В конце декабря агентура KAM стала сообщать ему о скоплении большого количества советских войск у афганских границ. Но он не верил во вторжение. Он считал, что сведения о предстоящем вторжении с провокационной целью подбрасывают в KAM спецслужбы империалистических государств. Однажды, писал нам Факир, мы заговорили об этом. Амин рассмеялся мне в лицо: «Вторжение? Советское руководство никогда не пойдет на такую явную глупость». Он привел целый ряд доводов, среди которых я запомнил следующие: в Советском Союзе хорошо знают об уроках трех неудачных попыток англичан покорить афганцев; там отдают себе отчет в том, что такое «джихад», когда весь народ поднимается против незваных пришельцев; остальной мир осудит СССР как колонизатора.

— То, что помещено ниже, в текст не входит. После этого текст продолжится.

Issue #2330, opened 2026-06-15
Option to Disable on-screen keyboard


alexmagicpotions:
When using a Steam Deck, there is already an OS level on-screen keyboard that makes it impossible to enter text in Hydra due to its own onscreen keyboard. There should be a setting in Hydra to disable the built-in OSK so that it doesn't conflict with any external OSK the user may already have.

PR #2363, opened 2026-06-17
Feature/lbx 791

Hachi-R:
💃

        🦽🏌️‍♂️


Hachi-R:
closes #2330

src/big-picture/src/pages/game/game.tsx
```diff
@@ -366,35 +378,36 @@ export default function Game() {
...
     protonDBData,
     achievements,
+    preferredAssets,
     openGame,
     closeGame,
     toggleFavorite,
     updateGame,
+    refreshGameDetails,
   } = useGameDetails(objectId!, shop!);
+  const [automaticCloudSync, setAutomaticCloudSync] = useState(
```
chubbygrannychaser: `game` is usually still `null` on the first render while `useGameDetails` loads, so this state initializes to `false` and never syncs when the real game arrives (or when navigating to another game). The Cloud tab can therefore show automatic cloud sync as disabled even for a game that already has it enabled, and saving the modal can persist the stale value. Please sync this state from `game?.automaticCloudSync` in an effect, or reuse the modal state hook that already tracks game changes.

src/big-picture/src/components/pages/game/game-settings-modal/customization-tab.tsx
```diff
@@ -0,0 +1,288 @@
...
+  onClearAsset: (assetType: AssetTab) => Promise<void>;
+}
+
+function getAssetPreviewState(game: LibraryGame): AssetPreviewState {
+  const preferredAssets = resolvePreferredGameAssets(game, null);
+
+  return {
+    icon: {
+      src: preferredAssets.iconSrc,
+      hasCustom: Boolean(game.customIconUrl),
```
chubbygrannychaser: For custom games, the selected artwork is stored in `iconUrl`, `logoImageUrl`, and `libraryHeroImageUrl` (see the Big Picture handlers that call `updateCustomGame`). This check only looks at the non-custom `custom*Url` fields, so custom-game artwork is rendered as if it were not custom and the clear controls never become available. Please branch on `game.shop === "custom"` and use the custom-game fields for both `hasCustom` and the fallback preview.

src/big-picture/src/components/pages/game/game-settings-modal/cloud-tab.tsx
```diff
@@ -0,0 +1,344 @@
...
+      () => {
+        showSuccessToast("Cloud backup complete");
+        setCreatingBackup(false);
+        void loadArtifacts();
+        void loadBackupPreview();
+      }
+    );
+
+    const removeDownloadCompleteListener =
+      window.electron.onBackupDownloadComplete(game.objectId, game.shop, () => {
```
chubbygrannychaser: The main process sends `false` on restore failure for `on-backup-download-complete`, but the preload listener drops that boolean and this handler always shows `Cloud save restored`. In Big Picture, a failed restore therefore looks successful and refreshes the UI as if it completed. Please pass the success flag through `onBackupDownloadComplete` and show an error/keep the failed state when it is false.

src/big-picture/src/components/modals/download-game/index.tsx
```diff
@@ -265,72 +782,111 @@ export function DownloadGameModal({
...
           </motion.div>
-        </AnimatePresence>
+
+          {pendingStep !== null ? (
+            <div
+              ref={pendingStepMeasureRef}
+              className={`download-game-modal__step-measure download-game-modal__step download-game-modal__step--${pendingStepTransitionKey}`}
+              aria-hidden="true"
+            >
+              {renderStepContent(pendingStep)}
```
chubbygrannychaser: This hidden measurement copy mounts the full step content, including live `FocusItem`s and children that use `stealFocusOnAppear`. `aria-hidden` only hides it from accessibility APIs; it does not prevent the custom navigation service from registering/focusing those invisible controls during the transition. That can move controller focus into offscreen content while changing steps. Please make measurement renders inert to the navigation system (for example pass a measurement/navigation-disabled flag to suppress FocusItem registration/stealFocus) or measure a non-interactive shell instead of mounting the active controls.

chubbygrannychaser (changes requested):
Found a few Big Picture settings/download regressions that should be fixed before merge. Also note that SonarCloud is currently failing on this head.

src/big-picture/src/components/common/focus-item/index.tsx
```diff
@@ -80,6 +87,8 @@ export function FocusItem({
   }
 
   useEffect(() => {
+    if (isMeasurement) return;
```
chubbygrannychaser, line 90: This only skips `registerNavigationNode`; the measurement copy still runs the later effects that call `requestFocusWhenAvailable` for `stealFocusOnAppear` items and `registerItemActions` for the invisible controls. Because the measured tree uses the same focus IDs as the real step content, an offscreen measurement render can still queue/clear focus for those IDs or register duplicate actions while changing steps. Please make measurement `FocusItem`s fully inert to the navigation system (e.g. also skip the update/steal-focus/action-registration effects, or derive an `effectiveNavigationState` of `hidden` plus avoid action registration) rather than only skipping node registration.

chubbygrannychaser (dismissed):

Действительно, подтвердил в своем письме Факир, 27 декабря все гости Амина, отведав суп, потеряли над собой контроль. «Я в тот день должен был встречаться с генеральным секретарем в 14.00. Ровно в срок зашел к нему. Амин лежал без сознания, а вокруг суетились врачи из нашего военного госпиталя и из советского посольства — собрались делать промывание желудка. Только в 18.30 он пришел в себя. Увидев меня, сказал: «Факир, кажется, я схожу с ума». По его лицу потекли слезы, и он снова впал в забытье.
Через полчаса он очнулся снова. Все врачи уже почему-то уехали, и в комнате были только я и его жена. Он прямо, не мигая, смотрел на меня, словно вопрошал: что же было и что же будет? Посоветовав ему успокоиться и хорошенько отдохнуть, я попросил разрешения уйти.